ASSIGNMENT: Write only the number of lines in the entries below that contain the word "green".

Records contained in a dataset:
━━━━━━━━━━━━━━━━━━━━

PR #4319, opened 2026-06-25
Fix Court of Cunning milling only the first targeted player (#4252)

### LINKED ISSUE #4252: Court of Cunning only mills the first selected target
Reported in Discord: https://discord.com/channels/1485498006781427802/1513087032937943110/1518588332723011645

**Thread:** Court of Cunning bug
**Cards:** court of cunning
**Extraction confidence:** follow-up/manual triage

## Summary
Court of Cunning allows selecting any number of target players, but only the first selected target appears to mill cards. The thread was previously linked to #426, but the maintainer noted that was the wrong issue and that this Court of Cunning behavior still needs its own regression coverage.

### court of cunning
When this enchantment enters, you become the monarch.
At the beginning of your upkeep, any number of target players each mill two cards. If you're the monarch, each of those players mills ten cards instead. (To mill a card, a player puts the top card of their library into their graveyard.)

---
<sub>report_id: `discord:1513087032937943110:1518588332723011645:0` · follow-ups: `discord:1513087032937943110:1518610200813109289:0`, `discord:1513087032937943110:1518612052279558244:0` · discord: `1513087032937943110/1518588332723011645`</sub>

kiannidev:
## Summary
Fixes #4252. Court of Cunning's upkeep reads "any number of target players each mill two cards. If you're the monarch, each of those players mills ten cards instead." When multiple players were targeted, only the first player milled — especially visible when the controller was the monarch (10-card mill on P0, zero on everyone else).

## Root cause
The multi-target-over-`Player` fan-out in `resolve_chain_body` ran **after** the `ConditionInstead` "instead" swap. Swapping the parent `Mill { target: Player }` for the monarch rider's `Mill { target: ParentTarget }` cleared `multi_target` and changed the effect's target filter, so the fan-out branch was skipped and `ParentTarget` resolved only against the first entry in `ability.targets`.

## Fix
Move the fan-out block to the top of `resolve_chain_body`, before the instead swap. Each narrowed per-player iteration then runs the full chain (including the monarch swap) independently.

## Files changed
- `crates/engine/src/game/effects/mod.rs`
- `crates/engine/tests/integration/court_of_cunning_multi_target_mill.rs`

## CR references
- CR 601.2c — multi-target player selection at announcement
- CR 608.2c — resolve once per chosen player; `ConditionInstead` swap semantics
- CR 614.1 — "instead" replacement (monarch mills ten)
- CR 725 — monarch designation

## Track
Developer

## LLM
Model: claude-opus-4.8
Thinking: high

## Verification
- `cargo fmt -p engine` — clean
- `cargo clippy -p engine --lib` — clean
- `cargo test -p engine --test integration court_of_cunning` — 2 pass / 0 fail
- `cargo test -p engine --test integration tinybones` — 5 pass / 0 fail (fan-out regression guard)

## Scope Expansion
None.

## Validation Failures
None.

## CI Failures
None.

### DIFF
--- a/crates/engine/tests/integration/court_of_cunning_multi_target_mill.rs
+++ b/crates/engine/tests/integration/court_of_cunning_multi_target_mill.rs
@@ -9,7 +9,8 @@
 //! CR 603.3d + CR 601.2c: the upkeep trigger's controller chooses any number
 //! of target players as the ability goes on the stack.
 //! CR 101.4 + CR 608.2c: the effect resolves once per chosen player.
-//! CR 614.1 ("instead") + CR 603.4 monarch designation (CR 725).
+//! CR 614.1 + CR 608.2c: the "mills ten instead" rider replaces the mill
+//! during resolution. CR 725: monarch designation gates that rider.
 
 use engine::game::scenario::{GameScenario, P0, P1};
 use engine::types::ability::TargetRef;
--- a/crates/engine/tests/integration/court_of_cunning_multi_target_mill.rs
+++ b/crates/engine/tests/integration/court_of_cunning_multi_target_mill.rs
@@ -1,0 +1,135 @@
+//! Issue #4252 — Court of Cunning: "any number of target players each mill two
+//! cards. If you're the monarch, each of those players mills ten cards
+//! instead." The reported symptom was that only the FIRST selected target
+//! actually milled. This is the dedicated regression deliverable the issue
+//! asks for: it drives the REAL upkeep-trigger pipeline (multi-target player
+//! selection → fan-out → mill), asserting every targeted player mills, and
+//! covering the monarch "mills ten instead" branch.
+//!
+//! CR 603.3d + CR 601.2c: the upkeep trigger's controller chooses any number
+//! of target players as the ability goes on the stack.
+//! CR 101.4 + CR 608.2c: the effect resolves once per chosen player.
+//! CR 614.1 ("instead") + CR 603.4 monarch designation (CR 725).
+
+use engine::game::scenario::{GameScenario, P0, P1};
+use engine::types::ability::TargetRef;
+use engine::types::actions::GameAction;
+use engine::types::game_state::WaitingFor;
+use engine::types::phase::Phase;
+use engine::types::PlayerId;
+
+/// Court of Cunning's printed Oracle text — byte-identical to
+/// `client/public/card-data.json` and MTGJSON `AtomicCards.json`.
+const COURT_OF_CUNNING: &str = "When Court of Cunning enters, you become the monarch.\n\
+     At the beginning of your upkeep, any number of target players each mill two cards. \
+     If you're the monarch, each of those players mills ten cards instead.";
+
+fn graveyard_count(runner: &engine::game::scenario::GameRunner, player: PlayerId) -> usize {
+    runner
+        .state()
+        .players
+        .iter()
+        .find(|p| p.id == player)
+        .map(|p| p.graveyard.len())
+        .expect("player exists")
+}
+
+/// Build a 2-player game with Court of Cunning already on P0's battlefield and
+/// a 15-card library for every player. `monarch` seeds the monarch designation
+/// directly (the ETB "you become the monarch" trigger does not fire for a
+/// scenario-seeded permanent).
+fn build_runner(monarch: Option<PlayerId>) -> engine::game::scenario::GameRunner {
+    let library: Vec<&str> = (0..15).map(|_| "Library Card").collect();
+
+    let mut scenario = GameScenario::new();
+    scenario.at_phase(Phase::Untap);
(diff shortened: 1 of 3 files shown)


matthewevans (changes requested):
VERDICT: request-changes

Gemini's CR-annotation finding is valid on the current head `3c0ef24d557e7792324b19ed73f83a274f096344`. The fan-out move itself is at the right seam for the Court of Cunning bug, and the new integration coverage drives the real upkeep trigger target-selection path, but the moved block stripped the rules comments from the branches that implement distinct CR behavior.

**[MED]** Restore the CR annotations on the moved multi-target fan-out branch. Evidence: `crates/engine/src/game/effects/mod.rs:4829`, `:4836`, and `:4847` now perform zero-target no-op resolution, APNAP-ordered per-player fan-out, and waiting-for continuation stashing without the CR comments that existed on the original block. I verified the cited rules locally: CR 601.2c covers variable target count announcement, CR 608.2c covers resolution instructions/replacement text, and CR 101.4 covers APNAP ordering. Why it matters: this is rules-touching engine logic, and this repo requires verified CR annotations directly at the rule-implementing code. Suggested fix: restore the prior comments, adjusted for the new position before `ConditionInstead`, especially the zero-target `EffectResolved`, APNAP fan-out, and paused-choice continuation comments.

No approval, label, or enqueue while this is unresolved and exact-head CI is still running.

crates/engine/tests/integration/court_of_cunning_multi_target_mill.rs
```diff
@@ -0,0 +1,135 @@
...
+//! instead." The reported symptom was that only the FIRST selected target
+//! actually milled. This is the dedicated regression deliverable the issue
+//! asks for: it drives the REAL upkeep-trigger pipeline (multi-target player
+//! selection → fan-out → mill), asserting every targeted player mills, and
+//! covering the monarch "mills ten instead" branch.
+//!
+//! CR 603.3d + CR 601.2c: the upkeep trigger's controller chooses any number
+//! of target players as the ability goes on the stack.
+//! CR 101.4 + CR 608.2c: the effect resolves once per chosen player.
+//! CR 614.1 ("instead") + CR 603.4 monarch designation (CR 725).
```
matthewevans: This `CR 603.4` citation is not monarch designation; local `docs/MagicCompRules.txt` defines CR 603.4 as the intervening-if rule. The monarch designation is CR 725, and the `instead` rider here is better covered by CR 614.1 plus resolution text handling under CR 608.2c. Please remove or replace the 603.4 reference before this queues.

matthewevans (changes requested):
VERDICT: request-changes

The original blocker on the moved production fan-out block is addressed: the current head restores the CR comments at the zero-target, APNAP fan-out, and continuation branches, and exact-head CI is green.

One CR hygiene issue remains before I can approve: the new regression file cites `CR 603.4` as part of the monarch/instead behavior, but local `docs/MagicCompRules.txt` has CR 603.4 as the intervening-if rule. Monarch is CR 725, and the "instead" behavior is covered by CR 614.1 plus the resolution text handling under CR 608.2c. Please remove or replace the `CR 603.4` reference in the test comment so the rule citation is verified and accurate.

kiannidev:
Thanks both — addressed.

**@matthewevans** (test header citation): you're right, `CR 603.4` is the intervening-"if" rule, not monarch designation. I checked `docs/MagicCompRules.txt`: 603.4 is intervening-if, 725.1 is the monarch designation, and 614.1 is replacement effects. The header now reads:

```
//! CR 614.1 + CR 608.2c: the "mills ten instead" rider replaces the mill
//! during resolution. CR 725: monarch designation gates that rider.
```

**@gemini-code-assist** (stripped CR annotations): the moved fan-out block does carry the annotations now — `CR 601.2c` (any-number / zero targets), `CR 608.2c` (zero-target resolution + APNAP-ordered per-player resolution), and `CR 101.4` (APNAP ordering) are all inline in `resolve_chain_body` at the top of the block (`effects/mod.rs:4811-4862`). That comment predates the restoration.

`cargo test` (both monarch and non-monarch cases) is green.

matthewevans (approved):
VERDICT: approve

Exact-head CI is green at `9983cca6cf722c18d51b9c8f6cbf474a9896fee7`, and the author follow-up resolves the previous maintainer blocker. I rechecked the GitHub API patch and local worktree: the fan-out branch still sits before the `ConditionInstead` swap, the zero-target/APNAP/continuation rules comments are restored at the moved production code, and the regression header no longer cites `CR 603.4` for monarch behavior.

Gemini's original CR-annotation finding is addressed; its follow-up agrees the restored comments and monarch/non-monarch integration coverage validate the intended path. The change satisfies the three gates: correct engine seam, maintainable moved fan-out logic with CR evidence, and discriminating integration coverage for the Court of Cunning bug.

━━━━━━━━━━━━━━━━━━━━

TASK RESULT: 3